_EXERCISE GOAL:_
Show every line of the data below that includes the word "SyncStateResource".

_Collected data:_
PR #1258, opened 2024-02-27
feat(node_framework): Add Web3 API layers

popzxc:
With some hacks, adds support of our Web3 API to the framework.
For more context on hacks/tradeoffs, see comments in the PR.

With this PR, the node finally passes a significant number of tests. Once the `eth_sender` is migrated, I expect all the tests to pass.

### DIFF
--- a/.github/workflows/vm-perf-comparison.yml
+++ b/.github/workflows/vm-perf-comparison.yml
@@ -28,7 +28,7 @@ jobs:
         run: echo "sha=$(git merge-base HEAD FETCH_HEAD)" >> $GITHUB_OUTPUT
 
       - name: checkout divergence point
-        run: git checkout ${{ steps.merge_base.outputs.sha }}
+        run: git checkout ${{ steps.merge_base.outputs.sha }} --recurse-submodules
 
       - name: setup-env
         run: |


core/lib/zksync_core/src/api_server/web3/mod.rs
```diff
@@ -265,16 +280,11 @@ impl ApiBuilder {
...
-impl ApiBuilder {
-    pub async fn build(
-        self,
-        stop_receiver: watch::Receiver<bool>,
-    ) -> anyhow::Result<ApiServerHandles> {
-        self.into_full_params()?.spawn_server(stop_receiver).await
+impl ApiServer {
+    pub fn health_check(&self) -> ReactiveHealthCheck {
+        self.health_check.clone()
     }
```
slowli, line 286: Storing `health_check` is redundant; it can be instantiated from `health_updater` using `subscribe()` method.

core/lib/zksync_core/src/api_server/web3/mod.rs
```diff
@@ -579,6 +585,8 @@ impl FullApiParams {
         let closing_vm_barrier = vm_barrier.clone();
         let health_updater = Arc::new(health_updater);
```
slowli, line 586: This creates an `Arc<Arc<_>>`, which is probably not what you need. One option is to change `health_updater` field type to `Option<HealthUpdater>` and take it out before consuming `self`. Not ideal, but IMO better than wrapping the field in `Arc`.

core/node/node_framework/examples/main_node.rs
```diff
@@ -126,6 +137,95 @@ impl MainNodeBuilder {
...
+        self.node.add_layer(Web3ServerLayer::http(
+            rpc_config.http_port,
+            InternalApiConfig::new(&network_config, &rpc_config, &contracts_config),
+            optional_config,
+        ));
+
+        Ok(self)
+    }
+
+    fn add_ws_web3_api_layer(mut self) -> anyhow::Result<Self> {
```
slowli, line 196: It looks like with some effort, copy-paste between this method and `add_http_web3_api_layer` could be avoided, but I understand that it's not the focus rn.

core/node/node_framework/src/implementations/layers/web3_api/server.rs
```diff
@@ -0,0 +1,225 @@
...
+/// Set of optional variables that can be altered to modify the behavior of API builder.
+#[derive(Debug, Default)]
+pub struct Web3ServerOptionalConfig {
+    pub namespaces: Option<Vec<Namespace>>,
+    pub filters_limit: Option<usize>,
+    pub subscriptions_limit: Option<usize>,
+    pub batch_request_size_limit: Option<usize>,
+    pub response_body_size_limit: Option<usize>,
+    pub websocket_requests_per_minute_limit: Option<NonZeroU32>,
+    pub tree_api_url: Option<String>,
```
slowli, line 25: Future work (?): It could make sense to make tree API client a resource. Could be done separately.

core/node/node_framework/src/implementations/layers/web3_api/server.rs
```diff
@@ -0,0 +1,225 @@
...
+}
+
+pub struct Web3ServerLayer {
+    transport: Transport,
+    port: u16,
+    internal_api_config: InternalApiConfig,
+    optional_config: Web3ServerOptionalConfig,
+}
+
+impl std::fmt::Debug for Web3ServerLayer {
```
slowli, line 69: Dumb question: What's the problem with deriving `Debug` here?

core/node/node_framework/src/implementations/layers/web3_api/tx_sender.rs
```diff
@@ -0,0 +1,160 @@
...
+        "tx_sender_layer"
+    }
+
+    async fn wire(self: Box<Self>, mut context: ServiceContext<'_>) -> Result<(), WiringError> {
+        // Get required resources.
+        let tx_sink = context.get_resource::<TxSinkResource>().await?.0;
+        let pool_resource = context.get_resource::<ReplicaPoolResource>().await?;
+        let replica_pool = pool_resource.get().await?;
+        let sealer = match context.get_resource::<ConditionalSealerResource>().await {
+            Ok(sealer) => Some(sealer.0.clone()),
```
slowli, line 64: Nit: `clone()` is redundant; `sealer` is returned by value.

core/node/node_framework/src/implementations/layers/web3_api/tx_sender.rs
```diff
@@ -0,0 +1,160 @@
...
+    fn layer_name(&self) -> &'static str {
+        "tx_sender_layer"
+    }
+
+    async fn wire(self: Box<Self>, mut context: ServiceContext<'_>) -> Result<(), WiringError> {
+        // Get required resources.
+        let tx_sink = context.get_resource::<TxSinkResource>().await?.0;
+        let pool_resource = context.get_resource::<ReplicaPoolResource>().await?;
+        let replica_pool = pool_resource.get().await?;
+        let sealer = match context.get_resource::<ConditionalSealerResource>().await {
```
slowli, line 63: Future work (?): May make sense to add `get_optional_resource` method that would return `Result<Option<T>, _>`; seems like a somewhat common pattern.

core/node/node_framework/src/implementations/layers/web3_api/tx_sender.rs
```diff
@@ -0,0 +1,160 @@
...
+}
+
+#[async_trait::async_trait]
+impl Task for PostgresStorageCachesTask {
+    fn name(&self) -> &'static str {
+        "postgres_storage_caches"
+    }
+
+    async fn run(self: Box<Self>, _stop_receiver: StopReceiver) -> anyhow::Result<()> {
+        tokio::task::spawn_blocking(self.task).await?
```
slowli, line 134: Future work (?): May make sense to make this task cancel-aware and maybe have a nameable type.

core/node/node_framework/src/implementations/resources/sync_state.rs
```diff
@@ -0,0 +1,12 @@
+use zksync_core::sync_layer::SyncState;
+
+use crate::resource::{Resource, ResourceId};
+
+#[derive(Debug, Clone)]
+pub struct SyncStateResource(pub SyncState);
+
+impl Resource for SyncStateResource {
+    fn resource_id() -> ResourceId {
+        "sync_state".into()
```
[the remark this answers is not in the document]
slowli: I think this name makes sense; at least, the corresponding health check is named the same 🙃

core/node/node_framework/src/implementations/resources/pools.rs
```diff
@@ -95,10 +95,14 @@ impl ReplicaPoolResource {
     }
 
     pub async fn get_singleton(&self) -> anyhow::Result<ConnectionPool> {
+        self.get_custom(1).await
+    }
+
+    pub async fn get_custom(&self, size: u32) -> anyhow::Result<ConnectionPool> {
```
slowli, line 101: I don't quite understand how this method works. Wouldn't it always build a singleton pool, regardless of the `size` supplied? It seems that it only influences logs.

core/node/node_framework/src/implementations/resources/pools.rs
```diff
@@ -95,10 +95,14 @@ impl ReplicaPoolResource {
...
         let result = self.builder.build_singleton().await;
 
         if result.is_ok() {
-            self.connections_count.fetch_add(1, Ordering::Relaxed);
+            self.connections_count.fetch_add(size, Ordering::Relaxed);
             let total_connections = self.connections_count.load(Ordering::Relaxed);
```
slowli, line 106: Nit: Since `fetch_add` returns the previous value, it could make sense to compute total connections as `fetch_add(_) + size` for atomicity. Not a big deal, obviously.

core/node/node_framework/examples/main_node.rs
popzxc: Yup, this will be worked on separately.

core/node/node_framework/src/implementations/layers/web3_api/server.rs
popzxc: Yup, also thought about it.

core/node/node_framework/src/implementations/layers/web3_api/server.rs
popzxc: Leftover from WIP state. I was experimenting and had some tries to expose the builder that we already have for API, and at that time `Debug` could've not been derived. Then I gave up and went with an extra type for builder fields and forgot to change the implementation.

Thanks for noticing!

core/node/node_framework/src/implementations/layers/web3_api/tx_sender.rs
popzxc: Yeah, I'm also thinking about this. Not sure about it just yet, since such optional resources themselves feel a bit wrong -- maybe the correct approach would be to know for sure whether you need the resource or not. Otherwise, we can create a surface for implicit bugs where some component is missing by mistake, but the task still runs without it, even if that's not what we want.

core/node/node_framework/src/implementations/resources/pools.rs
popzxc: Oh, right. What was I even thinking? 🤦

core/lib/zksync_core/src/api_server/web3/mod.rs
popzxc: Oh, I just forgot to remove this line. Of course, since we already have an `Arc`, we don't need to wrap it twice.
I'm not sure about `Option` though -- it would add a bunch of `unwrap`s, e.g. in places where we subscribe to get a health check object.

popzxc:
Well, that's unexpected 😅 
image

core/node/node_framework/src/implementations/layers/web3_api/tx_sender.rs
popzxc: Makes sense, will tackle it in a separate PR.

slowli (approved):

core/lib/zksync_core/src/api_server/web3/mod.rs
```diff
@@ -244,15 +248,24 @@ impl ApiBuilder {
...
+}
+
+impl ApiBuilder {
+    pub fn build(self) -> anyhow::Result<ApiServer> {
+        let transport = self.transport.context("API transport not set")?;
+        let health_check_name = match &transport {
+            ApiTransport::Http(_) => "http_api",
+            ApiTransport::WebSocket(_) => "ws_api",
+        };
+        let (_health_check, health_updater) = ReactiveHealthCheck::new(health_check_name);
```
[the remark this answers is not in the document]
popzxc: Will do in one of the follow-ups.

hatemosphere (approved):

AnastasiiaVashchuk:
LGTM!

_ANSWER SPACE:_
+pub struct SyncStateResource(pub SyncState);
+impl Resource for SyncStateResource {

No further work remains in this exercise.